6. FUTURE WORK This paper presents only the firs step in developing this approach we plan to continue working on this project in several directions.

6.1 More Detailed Evaluation The binary classification scheme used for the evaluation of the exercise difficulties leads to a straightforward interpretation of the results when the true difficulties of the exercises are unknown, which was the case for us. However, this evaluation scheme could further be improved by taking into account not only the sign of the decision, but also the magnitude of the gap between the student ability estimate and the exercise difficulty, especially when the prediction is false. This would allow computing a more informative metric for the prediction accuracy. Other metrics for the accuracy of the resulting models could be computed, including area under ROC curve, Kappa statistics and sensitivity index. The manually annotated exercise difficulties are based on a discrete 5-point scale (from very easy to very difficult), otherwise

a human expert would hardly be able to produce any estimation. This by default puts them at disadvantage when compared against the data-mined difficulties calibrated on a continuous scale from 0.0 to 1.0. Even though the conducted evaluation has shown that the no-difficulty model has beaten the model based on manually annotated difficulties (which mean, a continues scale for expertprovided difficulties would not make much of a difference), in order to make a fair comparison, data-mined difficulties need to be discretize to the same scale. Finally, the approach could be compared to the standard IRT calibration techniques discussed in Section 5.

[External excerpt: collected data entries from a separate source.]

PR #1192, opened 2022-04-26
Allow to update a processor and use templates from DB.

pilhuhn:
A first cut at updating of OB-Processors. 
This changeset also includes a rewrite on OB handling as well as getting the transformation template from DB.
Updating the action part of a processor is unfortunately not yet supported by OB, so changing the slack-channel is not yet possible.


backend/src/main/java/com/redhat/cloud/notifications/routers/EndpointResource.java
```diff
@@ -452,51 +539,65 @@ private static void checkSystemEndpoint(EndpointType endpointType) {
...
 
-    private String setupOpenBridgeProcessor(Endpoint endpoint, CamelProperties properties, String processorName) {
 
-        Map<String, Object> out = new HashMap<>();
-        out.put("name", processorName);
+    /*
+     * Creates a template processor object from the provided
+     * endpoint.
+     */
+    private Processor createProcessor(Endpoint endpoint) {
```
gwenneg, line 547: How will processors work with user-defined templates? If each user is allowed to chose his template, does that mean that we will create one processor for each user template?

common/src/main/java/com/redhat/cloud/notifications/models/GenericTemplate.java
```diff
@@ -0,0 +1,102 @@
...
+    /*
+     * Kind of a template. Ordering is from fallback/default to most specific.
+     * The idea is that the caller can request a kind and if there is no
+     * template available, the one of a less specific type is taken.
+     */
+    public enum TemplateKind {
+        DEFAULT, // A fallback if nothing more specific is defined
+        APPLICATION, // specific for one (sending) application
+        EVENT_TYPE, // specific for an even_type of an application
+        USER  // user defined
```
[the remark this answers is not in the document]
pilhuhn: Renamed USER to ORG to clarify that this is per org.  A USER one could later be added below to make this even more spefific

backend/src/main/java/com/redhat/cloud/notifications/db/repositories/TemplateRepository.java
```diff
@@ -295,4 +298,46 @@ private Template findTemplate(UUID id, String notFoundMessage) {
...
+            query.setParameter("appName", appName);
+        }
+        if (accountId != null) {
+            query.setParameter("accountId", accountId);
+        }
+
+        List<GenericTemplate> templates = query.getResultList();
+
+        if (templates.isEmpty()) {
+            if (templateKind.equals(GenericTemplate.TemplateKind.USER) && accountId != null) {
```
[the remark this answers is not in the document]
pilhuhn: For the other ones it would already fall back by the way it is done. for USER (now ORG) we need to remove the accountId before feeding back into the query for the fallbacks

backend/src/main/java/com/redhat/cloud/notifications/routers/EndpointResource.java
pilhuhn: That may be the consequence.

backend/src/main/java/com/redhat/cloud/notifications/db/repositories/TemplateRepository.java
```diff
@@ -295,4 +298,46 @@ private Template findTemplate(UUID id, String notFoundMessage) {
...
+
+
+    public Optional<GenericTemplate> findGenericTemplate(String appName,
+                                                         String accountId,
+                                                         GenericTemplate.TemplateKind templateKind,
+                                                         String integrationType) {
+        String hql = "FROM GenericTemplate gt JOIN FETCH gt.theTemplate " +
+                "WHERE gt.templateKind <= :templateKind " +
+                "AND gt.integrationType = :iType " +
+                (accountId != null ? "AND gt.accountId = :accountId " : " ") +
```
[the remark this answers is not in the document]
pilhuhn: 👍

backend/src/main/java/com/redhat/cloud/notifications/routers/EndpointResource.java
```diff
@@ -173,40 +192,27 @@ public Endpoint createEndpoint(@Context SecurityContext sec, @NotNull @Valid End
...
-                properties.getExtras().put(OB_PROCESSOR_ID, processorId);
+                UnaryOperator<Processor> execFun = in -> bridgeApiService.addProcessor(bridgeId, token, in);
+                UnaryOperator<Processor> updateFun = in -> { endpoint.setStatus(EndpointStatus.PROVISIONING); return in; };
+                Processor out = executeObAction(endpoint, updateFun, execFun);
+                // We need to record the id of that processor, as we need it later
 
+                cp.getExtras().put(OB_PROCESSOR_ID, out.getId());
+            } catch (Exception e) {
+                Log.error("Adding a processor failed ", e);
+                throw new InternalServerErrorException();
```
gwenneg, line 213: Should we add an exception message here to explain the client why an HTTP 500 status was returned?

backend/src/main/java/com/redhat/cloud/notifications/routers/EndpointResource.java
```diff
@@ -264,30 +276,20 @@ public Response deleteEndpoint(@Context SecurityContext sec, @PathParam("id") UU
...
+
+            try {
+                UnaryOperator<Processor> execFun = in -> {
+                    bridgeApiService.deleteProcessor(bridge.getId(), in.getId(), bridgeAuth.getToken());
+                    return null;
+                };
+                UnaryOperator<Processor> updateFun = in -> { ep.setStatus(EndpointStatus.DELETING); return in; };
+                executeObAction(ep, updateFun, execFun);
+            } catch (Exception ex) {
+                Log.warn("Deletion of processor failed: ", ex);
```
gwenneg, line 290: This one is logged at `warn` level while the other two exceptions (during creation and update) are logged at `error`. Is it because the deletion is less important?

backend/src/main/java/com/redhat/cloud/notifications/routers/EndpointResource.java
```diff
@@ -155,6 +165,15 @@ public EndpointPage getEndpoints(
             count = endpointRepository.getEndpointsCount(principal.getAccount(), name);
         }
 
+        for (Endpoint endpoint: endpoints) {
+            if (isForOpenBridge(endpoint)) {
+                // Don't return the processor info, it is internal only
```
gwenneg, line 170: Do we have a test that verifies these fields are never returned to the client?

backend/src/main/java/com/redhat/cloud/notifications/routers/EndpointResource.java
```diff
@@ -337,10 +339,98 @@ public Response updateEndpoint(@Context SecurityContext sec, @PathParam("id") UU
...
+                UnaryOperator<Processor> updateFun = in -> {
+                    in.getAction().getParameters().put(SLACK_CHANNEL, ref.channel);
+                    in.getAction().getParameters().put(SLACK_WEBHOOK_URL, ref.url);
+                    in.setTransformationTemplate(in.getTransformationTemplate() + " ---- updated"); // TODO remove
+                    ep.setStatus(EndpointStatus.PROVISIONING);
+                    return in;
+                };
+                UnaryOperator<Processor> execFun = in -> bridgeApiService.updateProcessor(bridge.getId(), in.getId(), bridgeAuth.getToken(), in);
+                Processor out = executeObAction(ep, updateFun, execFun);
+                Log.infof("Endpoint updated to processor %s ", out.toString());
```
gwenneg, line 380: `executeObAction` can return `null` so it looks like this could throw a NPE.

backend/src/main/java/com/redhat/cloud/notifications/routers/EndpointResource.java
```diff
@@ -264,30 +276,20 @@ public Response deleteEndpoint(@Context SecurityContext sec, @PathParam("id") UU
...
+        Endpoint ep = endpointRepository.getEndpoint(principal.getAccount(), id);
+        if (isForOpenBridge(ep)) {
+
+            try {
+                UnaryOperator<Processor> execFun = in -> {
+                    bridgeApiService.deleteProcessor(bridge.getId(), in.getId(), bridgeAuth.getToken());
+                    return null;
+                };
+                UnaryOperator<Processor> updateFun = in -> { ep.setStatus(EndpointStatus.DELETING); return in; };
+                executeObAction(ep, updateFun, execFun);
```
gwenneg, line 288: The code would be easier to understand/maintain if it looked like this:
```suggestion
                ep.setStatus(EndpointStatus.DELETING);
                executeObAction(ep, null, execFun); // TODO Handle null updateFun in executeObAction
```

backend/src/main/java/com/redhat/cloud/notifications/routers/EndpointResource.java
```diff
@@ -173,40 +192,27 @@ public Endpoint createEndpoint(@Context SecurityContext sec, @NotNull @Valid End
...
+                cp.getExtras().put(OB_PROCESSOR_NAME, processorName);
 
-                // TODO find a better place for these, that should not be
-                //       visible to users / OB actions
-                //       See also CamelTypeProcessor#callOpenBridge
-                //            and ReadyCheck#execute
-                properties.getExtras().put(OB_PROCESSOR_ID, processorId);
+                UnaryOperator<Processor> execFun = in -> bridgeApiService.addProcessor(bridgeId, token, in);
+                UnaryOperator<Processor> updateFun = in -> { endpoint.setStatus(EndpointStatus.PROVISIONING); return in; };
+                Processor out = executeObAction(endpoint, updateFun, execFun);
```
gwenneg, line 207: The code would be easier to understand/maintain if it looked like this:
```suggestion
                endpoint.setStatus(EndpointStatus.PROVISIONING);
                Processor out = executeObAction(endpoint, updateFun, execFun); // TODO Handle null updateFun in executeObAction
```

backend/src/main/java/com/redhat/cloud/notifications/routers/EndpointResource.java
```diff
@@ -337,10 +339,98 @@ public Response updateEndpoint(@Context SecurityContext sec, @PathParam("id") UU
...
+                    ref.url = cp.getUrl();
+                }
+            }
+
+            try {
+                UnaryOperator<Processor> updateFun = in -> {
+                    in.getAction().getParameters().put(SLACK_CHANNEL, ref.channel);
+                    in.getAction().getParameters().put(SLACK_WEBHOOK_URL, ref.url);
+                    in.setTransformationTemplate(in.getTransformationTemplate() + " ---- updated"); // TODO remove
+                    ep.setStatus(EndpointStatus.PROVISIONING);
```
gwenneg, line 375: Similarly to my two previous comments, this line could be moved out of the `UnaryOperator`.

backend/src/main/java/com/redhat/cloud/notifications/routers/EndpointResource.java
```diff
@@ -337,10 +339,98 @@ public Response updateEndpoint(@Context SecurityContext sec, @PathParam("id") UU
...
+     */
+    Processor executeObAction(Endpoint endpoint, UnaryOperator<Processor> updateFunc, UnaryOperator<Processor> executeFunc) {
+        if (endpoint != null) {
+            EndpointProperties properties = endpoint.getProperties();
+            if (properties != null && properties instanceof CamelProperties) {
+                CamelProperties cp = (CamelProperties) properties;
+                // Special case wrt OpenBridge
+                if (endpoint.getSubType().equals(SLACK)) {
+                    String processorId = cp.getExtras().get(OB_PROCESSOR_ID);
+                    Processor p = createProcessor(endpoint);
```
gwenneg, line 409: Could we avoid creating a processor here when this method is called to delete the processor on the OpenBridge side? The only data that is used in that case is the `processorId`, everything else is unused.

backend/src/main/java/com/redhat/cloud/notifications/routers/EndpointResource.java
```diff
@@ -448,51 +538,65 @@ private static void checkSystemEndpoint(EndpointType endpointType) {
...
 
-        String token = bridgeAuth.getToken();
+        List<Processor.Filter> filters = out.getFilters();
+        filters.add(mkFilter("StringEquals", "rhaccount", endpoint.getAccountId()));
+        filters.add(mkFilter("StringEquals", OB_PROCESSOR_NAME, processorName));
 
-        Map<String, Object> pInfo = bridgeApiService.addProcessor(bridge.getId(), token, out);
+        Processor.Action action = new Processor.Action(SLACK_ACTION);
+        Map<String, String> props = action.getParameters();
+        props.put(SLACK_CHANNEL, properties.getExtras().getOrDefault(SLACK_CHANNEL, "#general"));
```
gwenneg, line 564: Should the default channel be configurable?

pilhuhn: A fresh slack instance always comes with #random and #general   I don't think picking either on notifcations global level via config entry makes a change to hardcoding it here. And per customer seems like overkill to me. 
We could/should perhaps add some validation rules in out API that for slack the channel always needs to be provided. Likewise for other upcoming types.

backend/src/main/java/com/redhat/cloud/notifications/routers/EndpointResource.java
pilhuhn: I don't see deletes happen too often, so the memory/garbage collection overhead should be low. 
Or did you mean something else?

common/src/main/java/com/redhat/cloud/notifications/openbridge/Processor.java
```diff
@@ -0,0 +1,213 @@
...
+ *     "type": "string",
+ *     "parameters": {
+ *       "additionalProp1": "string"
+ *     }
+ *   }
+ * }
+ */
+public class Processor {
+
+    @JsonProperty(access = JsonProperty.Access.WRITE_ONLY)
```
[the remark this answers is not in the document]
pilhuhn: Rather the other way around. We retrieve them from OB, but do never send them that way.

backend/src/main/java/com/redhat/cloud/notifications/routers/EndpointResource.java
pilhuhn: I did not add a message as to not give an attacker a hint.

backend/src/main/java/com/redhat/cloud/notifications/routers/EndpointResource.java
pilhuhn: Yes. A failed delete will worst case consume resources. We also had cases in the past where OB-internal confusion prevented the delete and a human needed to clean them up by hand.

backend/src/main/java/com/redhat/cloud/notifications/routers/EndpointResource.java
pilhuhn: No. As they are removed here, they should not be returned. I am probably missing something?

common/src/main/java/com/redhat/cloud/notifications/openbridge/BridgeEventService.java
```diff
@@ -6,16 +6,15 @@
...
 /**
  * Deliver events to the OpenBridge ingress
  */
-@Path("/events")
+@Path("/")
 public interface BridgeEventService {
 
     @POST
-    @Consumes(MediaType.APPLICATION_JSON)
+    @Consumes("application/cloudevents+json")
```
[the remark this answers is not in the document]
gwenneg: My bad. This is correct indeed.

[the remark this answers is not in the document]
pilhuhn: I think the semantics of this annotation (that came from the server side) is confusing, as one would expect mirrored behaviour, as I also did in the past.

backend/src/main/java/com/redhat/cloud/notifications/routers/EndpointResource.java
gwenneg: The current code is fine, you didn't miss anything. What I meant is that we could add a test to make sure this information isn't leaked unintentionally in the future.

backend/src/main/java/com/redhat/cloud/notifications/routers/EndpointResource.java
gwenneg: I'm more worried by the code complexity than the memory/GC 😃.

backend/src/main/java/com/redhat/cloud/notifications/routers/EndpointResource.java
gwenneg: When I wrote "configurable", I was thinking of something coming from the DB as it would indeed make no sense to configure that from `application.properties`.

Enforcing a non null/empty Slack channel sounds more reasonable 👍

common/src/main/java/com/redhat/cloud/notifications/models/GenericTemplate.java
```diff
@@ -0,0 +1,102 @@
...
+
+    /*
+     * Kind of a template. Ordering is from fallback/default to most specific.
+     * The idea is that the caller can request a kind and if there is no
+     * template available, the one of a less specific type is taken.
+     */
+    public enum TemplateKind {
+        DEFAULT, // A fallback if nothing more specific is defined
+        APPLICATION, // specific for one (sending) application
+        EVENT_TYPE, // specific for an even_type of an application
```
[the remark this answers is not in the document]
pilhuhn: Something to consider for the future. Not in the 1st round though

gwenneg:
I fixed conflicts with https://github.com/RedHatInsights/notifications-backend/pull/1329.

gwenneg (approved):
LGTM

6.2 Further Implementation We plan to implement the proposed approach as a component within the authoring tool of the ActiveMath system. Teachers and systems administrators will be using such a component in order to re-calibrate exercise difficulties once enough evidence data is accumulated within the system logs. Several improvements to the algorithm are required in order for the component to be useful and to be used. The proposed approach allows us to estimate not only difficulty of an exercise, but also its discrimination. The ActiveMath metadata scheme contains a field indicating exercise purpose – whether it is suitable for training, testing or both. The obtained discrimination parameter can be informative here, as testing exercises typically should have a higher discrimination value. A necessary extension is a comprehensive calibration quality measure, which takes into account information on the amount and quality of historical data supporting the re-calibrated difficulty. If the number of events is low, or events did not contribute to a wide ability range (thus, producing a poorly-fitted IRT curve), or the ability values themselves are not reliable (a user did not accumulate enough history for the target concept to reliable predict his mastery for it), such a calibration might be too noisy to accept. On relevant note, if a calibrated value does not differ much from the existing difficulty annotation, the update can be also disregarded. Exercise discrimination can be used to further improve student performance predictions. The better the exercise can distinguish between the students who have mastered the concepts and students who have not, the more informative becomes the correctness of student responses to this exercise and more reliable estimation of their ability drown from these responses. Another extension of our approach to multi step and multi concept exercises could include considering a sigmoid mixture model and evaluating its performance against Markov Chain Monte Carlo (MCMC) based calibration techniques, which have traditionally been used to model complex exercises with multiple concepts.